(Dataset entries)
::::::::

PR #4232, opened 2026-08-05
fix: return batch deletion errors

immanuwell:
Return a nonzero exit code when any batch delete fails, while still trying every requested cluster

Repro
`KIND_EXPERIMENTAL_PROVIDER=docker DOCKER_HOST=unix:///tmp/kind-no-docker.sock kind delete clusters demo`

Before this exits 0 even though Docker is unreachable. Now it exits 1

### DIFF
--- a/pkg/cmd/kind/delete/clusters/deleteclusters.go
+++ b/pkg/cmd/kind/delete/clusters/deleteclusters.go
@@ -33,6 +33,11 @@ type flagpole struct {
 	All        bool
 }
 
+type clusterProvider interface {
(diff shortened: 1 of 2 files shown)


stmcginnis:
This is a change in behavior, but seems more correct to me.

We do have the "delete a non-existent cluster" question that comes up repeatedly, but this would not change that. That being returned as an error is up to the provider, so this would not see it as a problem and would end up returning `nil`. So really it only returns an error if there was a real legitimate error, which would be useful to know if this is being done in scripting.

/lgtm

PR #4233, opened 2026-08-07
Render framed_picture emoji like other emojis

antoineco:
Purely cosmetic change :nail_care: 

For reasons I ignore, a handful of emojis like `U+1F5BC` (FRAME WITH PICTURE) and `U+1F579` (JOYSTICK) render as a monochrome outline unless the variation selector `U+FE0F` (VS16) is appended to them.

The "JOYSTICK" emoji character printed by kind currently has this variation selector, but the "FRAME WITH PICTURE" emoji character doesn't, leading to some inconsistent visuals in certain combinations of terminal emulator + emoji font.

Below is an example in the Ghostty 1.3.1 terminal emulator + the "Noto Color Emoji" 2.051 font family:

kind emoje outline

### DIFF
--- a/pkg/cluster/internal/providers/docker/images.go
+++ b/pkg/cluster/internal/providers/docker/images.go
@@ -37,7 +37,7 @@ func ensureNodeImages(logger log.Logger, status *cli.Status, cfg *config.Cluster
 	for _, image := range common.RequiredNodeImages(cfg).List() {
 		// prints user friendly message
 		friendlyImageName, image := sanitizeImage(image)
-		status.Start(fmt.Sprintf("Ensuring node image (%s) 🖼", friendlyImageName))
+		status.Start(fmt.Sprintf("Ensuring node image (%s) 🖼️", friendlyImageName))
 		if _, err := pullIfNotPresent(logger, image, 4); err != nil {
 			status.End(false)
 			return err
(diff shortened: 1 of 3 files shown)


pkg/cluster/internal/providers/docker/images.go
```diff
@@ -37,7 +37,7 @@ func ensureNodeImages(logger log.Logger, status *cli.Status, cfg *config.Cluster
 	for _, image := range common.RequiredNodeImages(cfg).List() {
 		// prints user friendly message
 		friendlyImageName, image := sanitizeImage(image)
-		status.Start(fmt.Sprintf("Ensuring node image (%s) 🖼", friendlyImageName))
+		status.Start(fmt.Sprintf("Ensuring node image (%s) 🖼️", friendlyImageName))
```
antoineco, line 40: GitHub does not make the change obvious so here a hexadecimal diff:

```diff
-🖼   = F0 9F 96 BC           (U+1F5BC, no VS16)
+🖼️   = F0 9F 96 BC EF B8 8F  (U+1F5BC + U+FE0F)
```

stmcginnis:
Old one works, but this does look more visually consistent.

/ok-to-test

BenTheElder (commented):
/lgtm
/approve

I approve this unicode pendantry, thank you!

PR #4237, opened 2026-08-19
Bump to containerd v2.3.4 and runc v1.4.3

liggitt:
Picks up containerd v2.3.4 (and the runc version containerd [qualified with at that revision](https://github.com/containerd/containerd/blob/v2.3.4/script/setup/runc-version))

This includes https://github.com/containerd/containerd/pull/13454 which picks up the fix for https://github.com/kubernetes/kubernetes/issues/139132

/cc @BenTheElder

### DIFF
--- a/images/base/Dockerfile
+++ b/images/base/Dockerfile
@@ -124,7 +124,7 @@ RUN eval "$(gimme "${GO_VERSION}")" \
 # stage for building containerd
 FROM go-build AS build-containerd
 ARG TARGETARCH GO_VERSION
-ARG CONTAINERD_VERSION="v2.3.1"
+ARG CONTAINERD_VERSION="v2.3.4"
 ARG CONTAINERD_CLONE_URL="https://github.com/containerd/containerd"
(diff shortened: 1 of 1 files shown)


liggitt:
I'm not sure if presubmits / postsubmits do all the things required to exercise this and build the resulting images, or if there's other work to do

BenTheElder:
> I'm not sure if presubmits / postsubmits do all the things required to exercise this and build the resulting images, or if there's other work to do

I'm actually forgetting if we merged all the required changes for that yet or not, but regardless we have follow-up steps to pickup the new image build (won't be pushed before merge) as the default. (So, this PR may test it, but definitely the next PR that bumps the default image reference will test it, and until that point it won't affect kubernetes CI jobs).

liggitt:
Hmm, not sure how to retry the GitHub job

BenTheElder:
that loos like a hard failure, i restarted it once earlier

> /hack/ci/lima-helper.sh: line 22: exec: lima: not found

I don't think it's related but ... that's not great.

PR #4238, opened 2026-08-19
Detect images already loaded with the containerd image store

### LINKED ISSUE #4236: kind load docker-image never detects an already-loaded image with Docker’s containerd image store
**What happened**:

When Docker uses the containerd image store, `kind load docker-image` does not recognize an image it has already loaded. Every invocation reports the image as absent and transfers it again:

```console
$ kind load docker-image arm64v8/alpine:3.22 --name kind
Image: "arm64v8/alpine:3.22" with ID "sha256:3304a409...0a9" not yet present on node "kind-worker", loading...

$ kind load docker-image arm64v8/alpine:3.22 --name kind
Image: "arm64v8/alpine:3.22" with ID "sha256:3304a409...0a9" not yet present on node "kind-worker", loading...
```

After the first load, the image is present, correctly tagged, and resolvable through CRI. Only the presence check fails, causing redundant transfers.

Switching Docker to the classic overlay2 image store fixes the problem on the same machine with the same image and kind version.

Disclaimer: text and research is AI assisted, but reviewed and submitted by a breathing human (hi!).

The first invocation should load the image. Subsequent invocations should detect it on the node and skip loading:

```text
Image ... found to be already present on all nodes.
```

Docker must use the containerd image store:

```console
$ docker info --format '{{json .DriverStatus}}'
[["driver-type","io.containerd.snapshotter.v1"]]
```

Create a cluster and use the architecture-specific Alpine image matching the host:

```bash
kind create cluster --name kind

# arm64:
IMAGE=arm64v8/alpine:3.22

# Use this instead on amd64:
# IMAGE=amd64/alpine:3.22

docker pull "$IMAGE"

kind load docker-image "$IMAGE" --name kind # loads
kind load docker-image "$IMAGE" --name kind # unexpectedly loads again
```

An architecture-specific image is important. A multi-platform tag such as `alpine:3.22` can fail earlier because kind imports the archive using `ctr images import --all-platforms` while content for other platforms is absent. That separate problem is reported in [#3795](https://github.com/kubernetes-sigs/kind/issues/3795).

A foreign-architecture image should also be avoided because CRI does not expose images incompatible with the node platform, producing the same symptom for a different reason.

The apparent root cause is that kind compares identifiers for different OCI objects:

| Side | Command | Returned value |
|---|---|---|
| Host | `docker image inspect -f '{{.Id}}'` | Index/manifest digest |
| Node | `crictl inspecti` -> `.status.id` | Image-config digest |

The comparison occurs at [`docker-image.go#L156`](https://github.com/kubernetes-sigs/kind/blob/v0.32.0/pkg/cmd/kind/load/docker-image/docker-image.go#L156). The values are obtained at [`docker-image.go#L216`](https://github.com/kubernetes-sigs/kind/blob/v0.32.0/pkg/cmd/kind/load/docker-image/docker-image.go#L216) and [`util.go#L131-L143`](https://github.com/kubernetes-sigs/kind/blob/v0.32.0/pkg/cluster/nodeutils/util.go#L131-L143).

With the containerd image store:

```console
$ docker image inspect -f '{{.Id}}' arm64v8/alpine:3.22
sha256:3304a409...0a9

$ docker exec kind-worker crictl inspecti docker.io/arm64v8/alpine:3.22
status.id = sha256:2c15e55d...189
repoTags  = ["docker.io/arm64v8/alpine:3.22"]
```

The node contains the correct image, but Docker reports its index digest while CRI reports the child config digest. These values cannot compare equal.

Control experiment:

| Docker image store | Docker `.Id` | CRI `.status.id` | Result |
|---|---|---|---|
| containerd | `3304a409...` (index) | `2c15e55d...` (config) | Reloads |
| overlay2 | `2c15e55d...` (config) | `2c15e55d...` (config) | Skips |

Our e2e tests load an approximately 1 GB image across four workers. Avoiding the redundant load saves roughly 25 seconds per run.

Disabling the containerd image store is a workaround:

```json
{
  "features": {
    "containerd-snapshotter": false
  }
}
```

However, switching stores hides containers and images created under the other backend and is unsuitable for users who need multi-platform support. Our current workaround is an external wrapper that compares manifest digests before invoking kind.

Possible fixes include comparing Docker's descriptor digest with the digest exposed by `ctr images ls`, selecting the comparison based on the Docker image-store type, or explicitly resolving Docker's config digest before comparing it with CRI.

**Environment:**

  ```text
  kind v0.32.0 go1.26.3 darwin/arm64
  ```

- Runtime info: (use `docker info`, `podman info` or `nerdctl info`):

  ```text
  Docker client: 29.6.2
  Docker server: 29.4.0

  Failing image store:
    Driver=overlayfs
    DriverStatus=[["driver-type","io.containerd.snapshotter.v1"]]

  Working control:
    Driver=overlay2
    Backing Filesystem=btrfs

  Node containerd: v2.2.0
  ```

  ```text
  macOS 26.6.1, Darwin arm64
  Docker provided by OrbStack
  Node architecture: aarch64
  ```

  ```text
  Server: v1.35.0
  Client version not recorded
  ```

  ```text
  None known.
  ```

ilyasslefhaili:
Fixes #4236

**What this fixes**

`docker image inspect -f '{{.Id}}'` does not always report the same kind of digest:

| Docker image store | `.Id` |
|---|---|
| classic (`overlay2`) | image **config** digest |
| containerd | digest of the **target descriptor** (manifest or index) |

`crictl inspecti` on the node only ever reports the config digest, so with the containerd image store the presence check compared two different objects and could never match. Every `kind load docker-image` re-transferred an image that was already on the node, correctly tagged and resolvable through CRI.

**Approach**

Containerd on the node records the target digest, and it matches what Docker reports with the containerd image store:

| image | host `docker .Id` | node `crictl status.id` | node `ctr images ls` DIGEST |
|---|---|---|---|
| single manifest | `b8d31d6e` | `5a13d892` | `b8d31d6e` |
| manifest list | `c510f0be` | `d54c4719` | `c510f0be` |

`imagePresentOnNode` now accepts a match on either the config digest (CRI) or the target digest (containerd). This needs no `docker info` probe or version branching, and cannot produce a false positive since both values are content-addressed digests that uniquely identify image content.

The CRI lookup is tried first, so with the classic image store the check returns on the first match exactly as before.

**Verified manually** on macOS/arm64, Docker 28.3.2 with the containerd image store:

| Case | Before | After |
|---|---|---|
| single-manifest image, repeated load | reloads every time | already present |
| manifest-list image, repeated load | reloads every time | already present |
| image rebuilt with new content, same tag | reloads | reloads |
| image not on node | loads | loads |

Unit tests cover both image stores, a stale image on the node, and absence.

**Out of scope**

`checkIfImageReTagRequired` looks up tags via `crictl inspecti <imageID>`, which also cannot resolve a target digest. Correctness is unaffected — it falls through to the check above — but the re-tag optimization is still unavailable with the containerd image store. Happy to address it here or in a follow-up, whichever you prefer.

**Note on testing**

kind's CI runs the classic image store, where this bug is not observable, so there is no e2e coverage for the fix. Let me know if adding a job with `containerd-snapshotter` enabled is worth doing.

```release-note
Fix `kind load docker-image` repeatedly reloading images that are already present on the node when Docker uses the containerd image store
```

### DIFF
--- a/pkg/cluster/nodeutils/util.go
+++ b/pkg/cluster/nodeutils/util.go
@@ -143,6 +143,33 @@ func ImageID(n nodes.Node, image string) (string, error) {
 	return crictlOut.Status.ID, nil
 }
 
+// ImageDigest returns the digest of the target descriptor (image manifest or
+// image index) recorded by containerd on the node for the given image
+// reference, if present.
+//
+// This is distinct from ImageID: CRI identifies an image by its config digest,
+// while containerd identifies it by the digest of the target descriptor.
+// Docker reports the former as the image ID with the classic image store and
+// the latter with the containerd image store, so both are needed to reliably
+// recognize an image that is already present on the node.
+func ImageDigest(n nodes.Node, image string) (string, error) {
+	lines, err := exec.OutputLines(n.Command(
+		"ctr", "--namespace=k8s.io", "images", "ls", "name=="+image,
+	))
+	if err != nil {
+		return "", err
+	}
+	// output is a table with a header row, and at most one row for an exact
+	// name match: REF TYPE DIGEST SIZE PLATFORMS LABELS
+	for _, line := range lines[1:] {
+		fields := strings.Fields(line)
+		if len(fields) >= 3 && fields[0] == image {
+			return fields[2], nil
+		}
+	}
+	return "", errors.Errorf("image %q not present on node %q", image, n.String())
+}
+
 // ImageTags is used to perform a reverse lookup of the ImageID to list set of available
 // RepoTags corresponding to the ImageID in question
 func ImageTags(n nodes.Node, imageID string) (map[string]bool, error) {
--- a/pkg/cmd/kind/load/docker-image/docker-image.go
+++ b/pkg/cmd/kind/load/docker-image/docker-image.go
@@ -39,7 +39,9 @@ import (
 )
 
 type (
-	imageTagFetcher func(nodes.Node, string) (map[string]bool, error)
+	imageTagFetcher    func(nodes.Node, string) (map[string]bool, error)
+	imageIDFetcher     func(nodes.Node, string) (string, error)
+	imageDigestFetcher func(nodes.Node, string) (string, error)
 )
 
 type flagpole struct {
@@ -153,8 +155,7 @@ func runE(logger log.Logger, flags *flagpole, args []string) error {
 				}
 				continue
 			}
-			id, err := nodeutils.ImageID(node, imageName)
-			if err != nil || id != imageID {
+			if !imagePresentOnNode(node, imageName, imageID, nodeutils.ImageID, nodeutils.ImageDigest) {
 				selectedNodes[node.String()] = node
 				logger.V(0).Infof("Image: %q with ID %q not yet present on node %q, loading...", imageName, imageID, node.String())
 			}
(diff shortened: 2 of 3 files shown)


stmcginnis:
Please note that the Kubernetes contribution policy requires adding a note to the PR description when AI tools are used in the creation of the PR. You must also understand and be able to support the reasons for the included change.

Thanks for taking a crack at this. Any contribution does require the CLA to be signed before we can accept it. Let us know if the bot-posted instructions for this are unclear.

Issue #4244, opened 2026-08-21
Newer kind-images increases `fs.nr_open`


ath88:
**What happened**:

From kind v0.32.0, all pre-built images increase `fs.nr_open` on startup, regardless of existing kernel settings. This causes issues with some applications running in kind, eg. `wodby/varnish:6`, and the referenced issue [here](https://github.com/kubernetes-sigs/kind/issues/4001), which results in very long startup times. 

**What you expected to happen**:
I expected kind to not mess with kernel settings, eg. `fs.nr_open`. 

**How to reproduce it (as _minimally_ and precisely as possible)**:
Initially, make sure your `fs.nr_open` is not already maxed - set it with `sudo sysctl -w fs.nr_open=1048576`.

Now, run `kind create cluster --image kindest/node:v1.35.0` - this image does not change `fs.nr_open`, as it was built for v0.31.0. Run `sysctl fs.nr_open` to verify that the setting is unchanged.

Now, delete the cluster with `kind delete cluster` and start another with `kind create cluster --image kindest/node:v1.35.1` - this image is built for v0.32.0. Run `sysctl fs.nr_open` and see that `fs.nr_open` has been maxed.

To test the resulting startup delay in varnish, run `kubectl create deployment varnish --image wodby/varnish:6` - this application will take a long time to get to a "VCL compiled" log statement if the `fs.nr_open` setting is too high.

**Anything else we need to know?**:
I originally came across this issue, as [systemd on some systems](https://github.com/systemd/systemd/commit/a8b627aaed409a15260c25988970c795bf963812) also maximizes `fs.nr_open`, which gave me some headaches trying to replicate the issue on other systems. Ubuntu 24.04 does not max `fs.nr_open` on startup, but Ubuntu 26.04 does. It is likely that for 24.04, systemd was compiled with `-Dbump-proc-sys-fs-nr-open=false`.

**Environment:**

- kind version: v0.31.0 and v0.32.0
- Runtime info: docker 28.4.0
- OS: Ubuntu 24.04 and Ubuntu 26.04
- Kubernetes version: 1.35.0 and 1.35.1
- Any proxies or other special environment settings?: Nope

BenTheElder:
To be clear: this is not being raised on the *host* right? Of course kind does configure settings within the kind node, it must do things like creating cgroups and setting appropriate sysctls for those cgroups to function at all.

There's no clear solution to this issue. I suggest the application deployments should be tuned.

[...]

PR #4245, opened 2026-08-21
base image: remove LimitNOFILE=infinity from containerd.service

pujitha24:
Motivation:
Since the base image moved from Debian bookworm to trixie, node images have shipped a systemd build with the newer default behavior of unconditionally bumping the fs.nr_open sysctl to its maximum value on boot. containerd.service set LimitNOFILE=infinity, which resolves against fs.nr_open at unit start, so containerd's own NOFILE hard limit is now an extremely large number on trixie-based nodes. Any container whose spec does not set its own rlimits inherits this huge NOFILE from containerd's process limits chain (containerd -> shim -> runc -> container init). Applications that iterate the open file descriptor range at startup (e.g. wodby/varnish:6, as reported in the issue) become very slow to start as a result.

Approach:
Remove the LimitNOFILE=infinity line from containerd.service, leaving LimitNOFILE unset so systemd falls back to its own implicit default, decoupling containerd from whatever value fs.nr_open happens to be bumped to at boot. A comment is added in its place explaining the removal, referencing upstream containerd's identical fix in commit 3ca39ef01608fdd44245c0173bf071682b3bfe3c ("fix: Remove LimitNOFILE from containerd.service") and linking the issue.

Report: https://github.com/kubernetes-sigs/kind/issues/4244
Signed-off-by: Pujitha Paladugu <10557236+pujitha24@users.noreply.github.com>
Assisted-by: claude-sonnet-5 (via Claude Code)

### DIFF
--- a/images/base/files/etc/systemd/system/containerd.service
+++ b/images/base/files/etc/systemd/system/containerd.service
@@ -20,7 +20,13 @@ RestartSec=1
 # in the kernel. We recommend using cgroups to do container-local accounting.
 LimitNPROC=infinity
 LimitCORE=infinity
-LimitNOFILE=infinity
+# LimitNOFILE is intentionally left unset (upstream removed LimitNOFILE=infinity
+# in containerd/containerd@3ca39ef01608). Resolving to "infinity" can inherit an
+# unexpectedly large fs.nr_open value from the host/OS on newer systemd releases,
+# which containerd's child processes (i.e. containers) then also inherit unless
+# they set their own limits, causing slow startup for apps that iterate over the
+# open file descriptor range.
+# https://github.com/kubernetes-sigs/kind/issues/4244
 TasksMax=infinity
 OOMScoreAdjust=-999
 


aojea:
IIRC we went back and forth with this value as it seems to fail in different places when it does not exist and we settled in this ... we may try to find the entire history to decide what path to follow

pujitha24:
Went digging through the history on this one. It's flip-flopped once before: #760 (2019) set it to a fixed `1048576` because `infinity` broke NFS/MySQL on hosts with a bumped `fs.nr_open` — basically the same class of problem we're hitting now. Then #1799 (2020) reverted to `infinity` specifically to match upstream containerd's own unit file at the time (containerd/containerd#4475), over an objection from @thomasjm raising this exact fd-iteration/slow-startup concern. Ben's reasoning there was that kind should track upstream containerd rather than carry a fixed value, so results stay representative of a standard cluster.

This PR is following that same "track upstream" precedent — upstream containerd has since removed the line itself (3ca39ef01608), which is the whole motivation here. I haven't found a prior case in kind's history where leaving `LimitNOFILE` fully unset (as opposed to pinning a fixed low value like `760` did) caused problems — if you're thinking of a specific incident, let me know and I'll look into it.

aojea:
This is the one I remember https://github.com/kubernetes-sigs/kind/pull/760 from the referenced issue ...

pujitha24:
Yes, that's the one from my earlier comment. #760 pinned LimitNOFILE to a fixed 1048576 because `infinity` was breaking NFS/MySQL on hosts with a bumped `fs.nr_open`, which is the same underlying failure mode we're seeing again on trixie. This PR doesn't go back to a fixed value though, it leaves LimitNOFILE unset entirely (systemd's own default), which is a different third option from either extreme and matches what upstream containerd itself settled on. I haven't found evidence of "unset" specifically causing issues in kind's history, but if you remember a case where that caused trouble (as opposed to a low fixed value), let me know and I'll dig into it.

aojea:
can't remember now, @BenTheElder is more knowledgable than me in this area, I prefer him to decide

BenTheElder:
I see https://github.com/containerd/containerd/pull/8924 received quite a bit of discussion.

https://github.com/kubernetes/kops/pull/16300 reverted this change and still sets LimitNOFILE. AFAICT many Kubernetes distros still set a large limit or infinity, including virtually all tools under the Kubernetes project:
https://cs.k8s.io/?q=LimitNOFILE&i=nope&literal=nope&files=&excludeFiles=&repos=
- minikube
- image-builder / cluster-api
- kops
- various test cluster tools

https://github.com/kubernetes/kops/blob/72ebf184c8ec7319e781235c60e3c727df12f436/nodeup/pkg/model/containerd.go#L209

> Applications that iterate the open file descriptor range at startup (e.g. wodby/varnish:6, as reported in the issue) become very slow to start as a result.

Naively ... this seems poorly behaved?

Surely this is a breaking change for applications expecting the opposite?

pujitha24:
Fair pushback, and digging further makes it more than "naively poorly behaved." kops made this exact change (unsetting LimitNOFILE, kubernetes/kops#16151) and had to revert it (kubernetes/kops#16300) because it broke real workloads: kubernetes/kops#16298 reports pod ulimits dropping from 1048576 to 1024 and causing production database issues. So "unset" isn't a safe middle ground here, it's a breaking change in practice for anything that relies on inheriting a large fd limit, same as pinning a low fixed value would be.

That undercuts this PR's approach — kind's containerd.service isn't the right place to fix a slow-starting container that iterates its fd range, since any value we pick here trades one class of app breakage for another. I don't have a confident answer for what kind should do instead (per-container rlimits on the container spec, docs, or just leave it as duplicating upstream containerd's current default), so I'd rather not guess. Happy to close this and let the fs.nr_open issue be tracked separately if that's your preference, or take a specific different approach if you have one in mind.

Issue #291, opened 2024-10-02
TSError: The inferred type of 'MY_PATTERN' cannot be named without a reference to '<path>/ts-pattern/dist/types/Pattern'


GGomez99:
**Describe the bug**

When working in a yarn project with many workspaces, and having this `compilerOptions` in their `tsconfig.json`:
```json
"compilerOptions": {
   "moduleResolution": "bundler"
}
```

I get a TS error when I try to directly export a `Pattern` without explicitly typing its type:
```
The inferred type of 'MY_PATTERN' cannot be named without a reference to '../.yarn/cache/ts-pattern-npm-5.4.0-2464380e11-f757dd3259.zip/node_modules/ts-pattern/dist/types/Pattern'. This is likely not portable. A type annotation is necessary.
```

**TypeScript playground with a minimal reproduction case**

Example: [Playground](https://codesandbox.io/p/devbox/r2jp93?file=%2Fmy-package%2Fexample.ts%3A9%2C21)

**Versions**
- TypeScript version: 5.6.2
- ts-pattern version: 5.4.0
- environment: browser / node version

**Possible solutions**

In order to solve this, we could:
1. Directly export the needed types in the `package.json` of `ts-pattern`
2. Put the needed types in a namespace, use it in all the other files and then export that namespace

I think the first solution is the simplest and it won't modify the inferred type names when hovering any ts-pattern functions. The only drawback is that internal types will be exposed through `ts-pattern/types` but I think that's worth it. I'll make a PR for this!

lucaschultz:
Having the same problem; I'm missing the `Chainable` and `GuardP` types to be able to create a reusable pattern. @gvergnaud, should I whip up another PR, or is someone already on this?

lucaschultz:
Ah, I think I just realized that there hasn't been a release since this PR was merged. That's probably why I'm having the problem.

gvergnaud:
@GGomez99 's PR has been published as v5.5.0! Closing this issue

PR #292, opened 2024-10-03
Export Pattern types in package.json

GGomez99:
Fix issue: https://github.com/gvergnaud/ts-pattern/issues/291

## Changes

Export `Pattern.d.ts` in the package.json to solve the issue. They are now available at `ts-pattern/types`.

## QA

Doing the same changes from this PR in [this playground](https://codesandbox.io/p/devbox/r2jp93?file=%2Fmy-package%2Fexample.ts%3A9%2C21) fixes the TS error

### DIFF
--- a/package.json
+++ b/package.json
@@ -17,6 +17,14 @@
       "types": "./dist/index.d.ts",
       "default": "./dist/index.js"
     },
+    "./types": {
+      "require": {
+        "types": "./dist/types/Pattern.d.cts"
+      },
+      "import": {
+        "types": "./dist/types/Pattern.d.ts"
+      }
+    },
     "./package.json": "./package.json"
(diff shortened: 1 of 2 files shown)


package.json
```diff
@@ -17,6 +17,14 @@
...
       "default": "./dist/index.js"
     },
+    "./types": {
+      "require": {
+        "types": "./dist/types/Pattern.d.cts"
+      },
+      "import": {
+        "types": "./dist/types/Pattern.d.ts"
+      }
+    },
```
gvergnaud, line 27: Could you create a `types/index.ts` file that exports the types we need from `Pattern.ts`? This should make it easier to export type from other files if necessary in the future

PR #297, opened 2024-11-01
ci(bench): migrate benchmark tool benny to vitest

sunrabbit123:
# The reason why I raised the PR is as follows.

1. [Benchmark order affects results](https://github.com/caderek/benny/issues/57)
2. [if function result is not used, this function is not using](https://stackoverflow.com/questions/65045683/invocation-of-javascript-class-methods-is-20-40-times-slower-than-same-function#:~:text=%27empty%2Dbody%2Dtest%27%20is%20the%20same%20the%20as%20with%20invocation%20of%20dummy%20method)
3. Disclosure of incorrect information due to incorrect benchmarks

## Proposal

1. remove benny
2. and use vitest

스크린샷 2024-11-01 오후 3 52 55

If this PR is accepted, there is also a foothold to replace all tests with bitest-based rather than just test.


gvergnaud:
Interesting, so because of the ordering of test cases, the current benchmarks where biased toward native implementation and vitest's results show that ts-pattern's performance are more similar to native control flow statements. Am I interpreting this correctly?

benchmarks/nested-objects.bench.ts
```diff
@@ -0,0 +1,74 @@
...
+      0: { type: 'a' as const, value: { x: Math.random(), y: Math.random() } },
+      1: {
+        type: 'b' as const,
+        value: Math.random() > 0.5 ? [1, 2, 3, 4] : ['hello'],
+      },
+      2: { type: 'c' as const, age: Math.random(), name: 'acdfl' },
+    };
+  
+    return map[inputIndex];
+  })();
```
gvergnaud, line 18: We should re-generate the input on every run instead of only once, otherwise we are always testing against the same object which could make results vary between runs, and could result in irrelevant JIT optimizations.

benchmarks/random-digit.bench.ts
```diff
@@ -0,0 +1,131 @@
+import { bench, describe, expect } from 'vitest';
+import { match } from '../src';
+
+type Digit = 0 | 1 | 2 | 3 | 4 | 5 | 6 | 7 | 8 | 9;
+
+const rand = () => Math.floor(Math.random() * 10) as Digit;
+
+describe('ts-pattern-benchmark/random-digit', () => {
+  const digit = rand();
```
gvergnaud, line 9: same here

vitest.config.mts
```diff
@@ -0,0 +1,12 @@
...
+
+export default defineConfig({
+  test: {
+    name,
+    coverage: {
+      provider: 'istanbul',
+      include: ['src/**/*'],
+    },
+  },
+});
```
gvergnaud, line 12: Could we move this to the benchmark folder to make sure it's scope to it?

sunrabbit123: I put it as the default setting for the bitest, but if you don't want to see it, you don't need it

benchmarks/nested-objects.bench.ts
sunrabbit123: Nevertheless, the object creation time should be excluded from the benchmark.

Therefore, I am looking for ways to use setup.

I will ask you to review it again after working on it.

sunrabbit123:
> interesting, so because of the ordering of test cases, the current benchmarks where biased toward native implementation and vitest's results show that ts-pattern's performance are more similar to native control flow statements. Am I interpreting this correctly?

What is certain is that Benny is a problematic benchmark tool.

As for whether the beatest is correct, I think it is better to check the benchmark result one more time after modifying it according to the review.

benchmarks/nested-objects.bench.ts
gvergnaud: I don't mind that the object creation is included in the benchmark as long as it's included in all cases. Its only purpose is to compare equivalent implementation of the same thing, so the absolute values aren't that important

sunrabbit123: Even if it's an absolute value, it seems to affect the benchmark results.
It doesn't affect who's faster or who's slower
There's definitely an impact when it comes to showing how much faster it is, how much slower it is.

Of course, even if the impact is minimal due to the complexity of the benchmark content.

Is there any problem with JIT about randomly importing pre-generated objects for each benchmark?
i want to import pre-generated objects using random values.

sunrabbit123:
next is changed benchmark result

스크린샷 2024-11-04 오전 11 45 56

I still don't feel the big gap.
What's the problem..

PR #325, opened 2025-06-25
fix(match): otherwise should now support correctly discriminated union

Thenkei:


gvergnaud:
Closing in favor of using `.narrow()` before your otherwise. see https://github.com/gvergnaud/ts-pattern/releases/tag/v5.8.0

::::::::

* EXERCISE REQUIREMENTS:
All the lines that hold the word "creation" must appear in the answer, copied from the records.

* EXPECTED ANSWER:
Please note that the Kubernetes contribution policy requires adding a note to the PR description when AI tools are used in the creation of the PR. You must also understand and be able to support the reasons for the included change.
sunrabbit123: Nevertheless, the object creation time should be excluded from the benchmark.
gvergnaud: I don't mind that the object creation is included in the benchmark as long as it's included in all cases. Its only purpose is to compare equivalent implementation of the same thing, so the absolute values aren't that important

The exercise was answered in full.